=== DATA RECORDS ===

PR #4097, opened 2016-07-13
Preview: Persistence API with Propagation

jasongilanfarr:
- New Persistence API
- ZK (with folder structures), InMemory, Lazy and Eager Caching
- Lots of "scala.collection.{Iterable,Seq}" -> "scala.collection.immutable.{Iterable,Seq}"
- AppRepository can now store in Zk too (not wired via a FeatureFlag yet)
- Rewrote AppRepositoryTest to use InMemoryStorage and no mocks - turned out it had incorrect tests...


src/main/scala/mesosphere/marathon/core/storage/MarathonState.scala
```diff
@@ -0,0 +1,22 @@
+package mesosphere.marathon.core.storage
+
+import akka.util.ByteString
+import com.google.protobuf.{ MessageLite, Parser }
+import mesosphere.marathon.state.Timestamp
+
+trait MarathonState[Proto <: MessageLite] {
```
aquamatthias: Do we really need this? It means that all entity types have to implement this.
I like the idea more to have a type class implement the proto handling.

I guess everything we need is to add this into  MarathonProto:
```scala
trait MarathonProto[Proto <: MessageLite, T] {
  def toProto(t: T): Proto
  def version(t: T): Timestamp
  ...
```

src/main/scala/mesosphere/marathon/core/storage/impl/zk/ZkStoreSerialization.scala
```diff
@@ -0,0 +1,51 @@
...
+  private val bucket = id.hashCode % 16
+  def path: String = version.fold(s"/$category/$bucket/$id") { v =>
+    s"/$category/$bucket/$id/versions/$v"
+  }
+}
+
+case class ZkSerialized(bytes: ByteString)
+
+trait ZkStoreSerialization {
+  val maxVersions = 25
```
aquamatthias: This value should be set via configuration ``--zk_max_versions``

src/main/scala/mesosphere/marathon/core/storage/repository/impl/BaseAppRepository.scala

===

▸ **EXERCISE REQUIREMENTS**: In full and without alteration, retype the entries above.

▸ **THE COMPLETED TASK**:
PR #4097, opened 2016-07-13
Preview: Persistence API with Propagation

jasongilanfarr:
- New Persistence API
- ZK (with folder structures), InMemory, Lazy and Eager Caching
- Lots of "scala.collection.{Iterable,Seq}" -> "scala.collection.immutable.{Iterable,Seq}"
- AppRepository can now store in Zk too (not wired via a FeatureFlag yet)
- Rewrote AppRepositoryTest to use InMemoryStorage and no mocks - turned out it had incorrect tests...


src/main/scala/mesosphere/marathon/core/storage/MarathonState.scala
```diff
@@ -0,0 +1,22 @@
+package mesosphere.marathon.core.storage
+
+import akka.util.ByteString
+import com.google.protobuf.{ MessageLite, Parser }
+import mesosphere.marathon.state.Timestamp
+
+trait MarathonState[Proto <: MessageLite] {
```
aquamatthias: Do we really need this? It means that all entity types have to implement this.
I like the idea more to have a type class implement the proto handling.

I guess everything we need is to add this into  MarathonProto:
```scala
trait MarathonProto[Proto <: MessageLite, T] {
  def toProto(t: T): Proto
  def version(t: T): Timestamp
  ...
```

src/main/scala/mesosphere/marathon/core/storage/impl/zk/ZkStoreSerialization.scala
```diff
@@ -0,0 +1,51 @@
...
+  private val bucket = id.hashCode % 16
+  def path: String = version.fold(s"/$category/$bucket/$id") { v =>
+    s"/$category/$bucket/$id/versions/$v"
+  }
+}
+
+case class ZkSerialized(bytes: ByteString)
+
+trait ZkStoreSerialization {
+  val maxVersions = 25
```
aquamatthias: This value should be set via configuration ``--zk_max_versions``

src/main/scala/mesosphere/marathon/core/storage/repository/impl/BaseAppRepository.scala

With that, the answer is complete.